Contact   Andlauer Wilfried
Title   Modulation of tight junction integrity by food components
Author(s)   Kosinska A., Andlauer W.
References   Food Research International, 2013, 54, 1, 951–960
Abstract   The primary function of the human intestine is to absorb nutrients and water. However, equally important is its ability to act as a selective barrier to protect the human system. Intestinal epithelium is formed by a monolayer of epithelial cells. Adjacent cells of the monolayer are sealed together by the formation of tight junctions (TJs)–complex protein systems. The structure of TJ involves transmembrane proteins linked to a cytoplasmic plaque, which is formed by a network of scaffolding and adaptor proteins, signalling components and actin-binding cytoskeleton linkers.

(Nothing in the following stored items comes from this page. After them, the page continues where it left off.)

Issue #2488, opened 2022-08-19
"Confirm and Trade" button spins indefinitely after completing a thor trade


MBMaria:
### Overview

When completing a thor trade, the Confirm and Trade button spins indefinitely. Must go to different page and back again before it stops spinning.

### References and additional details

1) Log into app.shapeshift and connect to native or keepkey
2) Turn on thor flag
3) Select thor trade and preview trade
4) Confirm and Trade and notice the blue button spins indefinitely (Even after tx is showing in recent transactions)
![image](https://user-images.githubusercontent.com/100157997/185566486-e673b436-517a-4bf3-85ad-8569729c7a9e.png)

### Acceptance Criteria

Button should refresh once trade is complete

### Ownership

- [X] If my bounty needs engineering or needs product I have added the respective labels on the right
- [X] As the sponsor of this bounty I will review the changes in a preview environment (ops/product) or review the PR (engineering)

### Bounty Hunters

- [Join our discord](https://discord.gg/shapeshift)
- Include an expected timeline for you to complete work in the work plan when you apply for this bounty!
- Please refer to [this link](https://shapeshiftdao.gitbook.io/getting-started/how-to-contribute/bounties#resources-for-new-contributors-and-bounty-hunters) for some basic info
- Please ***do not*** start work on this issue until you are approved in Gitcoin.

NeOMakinG:
@gomesalexandre isn't that related to the `approveAmount` again?

gomesalexandre:
> @gomesalexandre isn't that related to the `approveAmount` again?

That's very unlikely as:
1. the trade confirm step happens after the approval step
2. there is no approval required for UTXOs as is the case in this screenshot (nor is there for native EVM tokens, in case this happens with ETH sell asset as well)

PR #2538, opened 2022-08-23
fix: thorchain trade spinner

elmutt:
## Description

Dont show loading while `isSubmitting` because this function can block.

Also distinguish between `buyTxid` and `sellTxid` because trades are status need to be based on the `buyTxid`

## Notice

## Pull Request Type

## Issue (if applicable)

closes https://github.com/shapeshift/web/issues/2488

## Risk

Low risk. fixes trading button spinner on thorchain trades

## Testing

Do thorchain trade and see new behavior fixes issue

Previous Behavior:

Screen Shot 2022-08-23 at 12 14 25 PM

New Behavior:
Screen Shot 2022-08-23 at 2 09 44 PM


src/components/Trade/TradeConfirm/TradeConfirm.tsx
```diff
@@ -98,21 +102,22 @@ export const TradeConfirm = ({ history }: RouterProps) => {
...
+      }).then(txs => {
+        if (txs.e) throw txs.e
+        // we might not have the buyTxid right away
+        setBuyTxid(txs.buyTxid ?? '')
       })
-
-      if (txs.e) throw txs.e
-      if (!txs?.sellTxid) throw new Error('No sellTxid from getTradeTxs')
-      setTxid(txs.sellTxid)
+      setSellTxid(result.tradeId)
```
gomesalexandre, line 110: I get it why we'd use `.then()` vs. `await`ing poll, as the former isn't blocking the execution of the following lines, but if we first `setSellTxId`, and `await poll()`, we should be able to use `async/await` syntax.

elmutt: The button spins because of `isSubmitting` on the formState.

The problem seems to be because its awaiting within the execution of the forms onSubmit function `isSubmitting` and the function therefor does not return until the polling completes so theresfor `isSubmitting` is stuck as set

elmutt: discovered a few more issues. putting back in draft

src/components/Trade/TradeConfirm/TradeConfirm.tsx
```diff
@@ -63,16 +61,19 @@ export const TradeConfirm = ({ history }: RouterProps) => {
...
-  const status = useAppSelector(state => selectTxStatusById(state, parsedTxId))
+
+  const status =
+    useAppSelector(state => selectTxStatusById(state, parsedBuyTxId)) ?? TxStatus.Pending
 
   const { showErrorToast } = useErrorHandler()
 
   const onSubmit = async () => {
     try {
+      setSellTxid('pending')
```
elmutt, line 76: we need to set it to something so it hides the button once they click it. because onSumit can block

0xdef1cafe:
@toshiSat plz fix CI

src/components/Trade/TradeConfirm/TradeConfirm.tsx
```diff
@@ -63,16 +58,19 @@ export const TradeConfirm = ({ history }: RouterProps) => {
...
```
0xdef1cafe, line 73: repurposing this state variable to a loading status is a bug waiting to happen.

i can see the consumption below where you check for this string - can we please use another appropriate named state variable for this purpose?

0xdef1cafe (changes requested):

src/components/Trade/TradeConfirm/TradeConfirm.tsx
elmutt: cleaned it up. please take another look

kaladinlight (approved):

0xdef1cafe (approved):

TJs regulate paracellular transport of compounds as well as physical barrier function of epithelium, which is linked to pathogenesis of inflammatory bowel disease, ulcerative colitis, Crohn's disease and food allergies. Epithelium is intensively exposed to food components. Various food components can affect the functioning of TJ by modifying expression of TJ protein components and affecting signalling pathways involved in TJ regulation. The targeted usage of food components to modulate TJ permeability is of vital importance for enhancing the absorption of poorly permeable drugs or bioactive compounds and, on the other hand, for sealing the junction in order to limit the risk of intestine pathology.The aim of this review is to compile and analyse the previous research investigating the possible relevance of food components to TJ regulation, with a special consideration of phenolic compounds.